- INSTRUCTIONS TO FOLLOW
Reproduce the entries exactly.

--- THE DATA ---

PR #91, opened 2021-01-15
Add option for auxiliary files containing sets of symbols

tedil:
This PR adds the CLI option `--aux/-a NAME PATH` for reading auxiliary files, such as files containing sets of symbols which are to be filtered against. The contents of the files, separated by whitespace, are stored in a `set` and can be accessed using `AUX["NAME"]`.

Example:
```
vembrane filter '(ANN["SYMBOL"] or None) in AUX["foo"]' HG001_annotated_vep.bcf --aux foo test.txt
```
will read symbols separated by ~~whitespace~~ newlines from `test.txt` (so it does ~~not~~ matter whether symbols are on one or multiple lines) and then do a membership test.


vembrane/modules/filter.py
```diff
@@ -184,7 +194,17 @@ def statistics(
         yaml.dump(dict(counter), out)
 
 
+def read_auxiliary(aux) -> Dict[str, Set[str]]:
+    # read auxiliary files, split at any whitespace and store contents in a set
+    def read_set(path: str) -> Set[str]:
+        with open(path, "rt") as f:
+            return set(f.read().split())
```
johanneskoester, line 201: This seems dangerous to me. I think I'd rather expect each entry to be in one line. This way, there can be whitespace in the entries.

johanneskoester (changes requested):

vembrane/modules/filter.py
tedil:
```suggestion
            return set(l.strip() for l in f.readlines())
```

johanneskoester:
```suggestion
            return set(l.rstrip() for l in f)
```

johanneskoester (approved):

---

- EXPECTED OUTPUT
PR #91, opened 2021-01-15
Add option for auxiliary files containing sets of symbols

tedil:
This PR adds the CLI option `--aux/-a NAME PATH` for reading auxiliary files, such as files containing sets of symbols which are to be filtered against. The contents of the files, separated by whitespace, are stored in a `set` and can be accessed using `AUX["NAME"]`.

Example:
```
vembrane filter '(ANN["SYMBOL"] or None) in AUX["foo"]' HG001_annotated_vep.bcf --aux foo test.txt
```
will read symbols separated by ~~whitespace~~ newlines from `test.txt` (so it does ~~not~~ matter whether symbols are on one or multiple lines) and then do a membership test.


vembrane/modules/filter.py
```diff
@@ -184,7 +194,17 @@ def statistics(
         yaml.dump(dict(counter), out)
 
 
+def read_auxiliary(aux) -> Dict[str, Set[str]]:
+    # read auxiliary files, split at any whitespace and store contents in a set
+    def read_set(path: str) -> Set[str]:
+        with open(path, "rt") as f:
+            return set(f.read().split())
```
johanneskoester, line 201: This seems dangerous to me. I think I'd rather expect each entry to be in one line. This way, there can be whitespace in the entries.

johanneskoester (changes requested):

vembrane/modules/filter.py
tedil:
```suggestion
            return set(l.strip() for l in f.readlines())
```

johanneskoester:
```suggestion
            return set(l.rstrip() for l in f)
```

johanneskoester (approved):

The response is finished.